During the 1800’s, there was a high threat of slavery that existed in America. Many black Americans were brought and sold and were forced to work as a slave property. Even the families of the black people were broken and were sold as slaves in various parts of the nation, which certainly imposed a grave challenge to the existence of the race during the then period. However, the Black community also had an advantage to migrate back to their homeland, Africa, escaping from the colonization practices, with the help of the then activists. To be precise, the then American society witnessed a polarization effect within the thoughts and actions of philanthropists, abolition lists and clergy, wherein one sector believed to continue with the slavery and the other agreed to free African slaves – the Black Americans (Slatta 81-84).

In the year 1890, following the 11th Census of the US, with the end of the frontier, the miners of the west began recruiting African immigrants or the Black Americans, which attracted the population at large percentages towards the West. As a consequence, the farmlands of the west also began to be filled, witnessing massive reconstructions in the legal framework, simultaneously with the changing social norms and perceptions (Bowles, 12-20). Overall, the closing of the frontier had immense effects on the perceptions of the African Americans as well as the Whites in the community, forming myths to shape its history (Turner).

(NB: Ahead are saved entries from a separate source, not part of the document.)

PR #381, opened 2022-02-06
cargo expand integration

psibi:


README.md
```diff
@@ -511,6 +511,15 @@ before being used.
 
 ![](https://raw.githubusercontent.com/brotzeit/rustic/master/img/outdated.png)
 
+### Expand
```
brotzeit, line 514: We need to update the toc.

brotzeit:
Can you do me a favor and generate a project instead of checking it into the repo. I just added the test project for some test cases that would require additional functionality for generating projects. In this case we don't need a multi-crate workspace.

psibi:
@brotzeit You mean generate a new cargo project which is not part of workspace ? Or you mean use some elisp code to generate a project ?

I'm fine doing either both with a slight preference to a plain cargo project as I think that makes things simpler.

brotzeit:
We have functionality to generate a project automatically. Something like:

```elisp
(ert-deftest rustic-cargo-expand-test ()
  (let* ((string "fn main() { () }")
         (buf (rustic-test-count-error-helper-new string))
         (default-directory (buffer-file-name buf)))
    (with-current-buffer buf
      (call-interactively 'rustic-cargo-expand)
      (let* ((proc (get-process rustic-expand-process-name))
             (buffer (process-buffer proc)))
        (while (eq (process-status proc) 'run)
          (sit-for 0.01))
        (with-current-buffer buffer
          (let ((buf-string (buffer-substring-no-properties (point-min) (point-max))))
            (should (string-match "^cargo expand" buf-string))))))))
```

psibi:
Seems the tests are failing because there is no cargo-expand in the $PATH. I will try to fix them tomorrow.

psibi:
This MR is ready for review. I have slightly tweaked the cargo expand test to not actually test the buffer contents since it currently errors out in the CI system because of absence of the `cargo-expand` executable. I didn't find any binary being released as part of official repos and doing `cargo install` will add around ~4 to 5 minutes of CI times which seemed unreasonable for a single test.

README.md
psibi: Fixed, thanks!

brotzeit:
LGTM!

Issue #386, opened 2022-02-15
Configurable build arguments for cargo


rwaweber:
Thanks for the project, very handy!

In my experience, I've found that a handful of rust projects often require a specific selection of flags and features when being built on windows.

As a result, I was wondering if you'd be open to a PR that added a `rustic-cargo-build-arguments` option, very similar to these two [settings](https://github.com/brotzeit/rustic/blob/master/rustic-cargo.el#L43-L51).

An initial skim makes it seem like it could require a little fiddling with [`rustic-cargo-build`](https://github.com/brotzeit/rustic/blob/master/rustic-cargo.el#L600-L604).

In the event that I'm overlooking another setting that toggles this feature, happy to close this out!

brotzeit:
Sure :+1:

PR #388, opened 2022-02-16
[cargo] add cargo-build-arguments as variable

rwaweber:
In order to maintain backwards compatibility, keep value empty.

Should close https://github.com/brotzeit/rustic/issues/386.


brotzeit:
Thanks!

Majority of the myths identified in this period of the American Frontier were argued to deprive the Black Americans from their fundamental rights to be free and rather made them subjected to racial discriminations. A myth was that the White Americans are the descendants of God and therefore they deserved a significant position in the society. Conversely, the Black Americans were considered as the inferior race and were therefore treated as slaves. The myth depicts that it was owing to the same reason that they were segregated from the mainstream society of the West, after the conclusion of the frontier. However, historical facts reveal that Americans of the West were more individualistic in nature and seldom allowed interferences or inclusion of other tribes in their culture. In relation to the same notion, Slatta (84) asserts, “individualism, (…) self-reliance, (…) justice and ability to settle its own problems – is equally iconic.” Therefore, keeping the Black Americans secluded in the society could have been the common practice of the West. In addition, the prevalence of legal barriers, such as the Homestead Act of 1862 that restricted immigrants from settling in the region could also have been a major reason of poverty amid Black Americans rather than the practice of racial discrimination (NACAC, “Black Adoption Myths and Realities”). These facts apparently signify the wide gaps between the myths and the reality in the American history of colonization.
Works Cited

Bowles, Mark D. A History of the United States since 1865. California: Ashford University, 2011. Print.

“The Frontier and the West: Realities, Myths and the Historians.” Cambridge University Press. 2001. Web. 06 Feb. 2015.

“Black Adoption Myths and Realities.” NACAC. 2005. Web. 06 Feb. 2015

Slatta, Richard W. “Making and Unmaking Myths of the American Frontier.” European Journal of American Culture 29.2 (2010): 81. Print.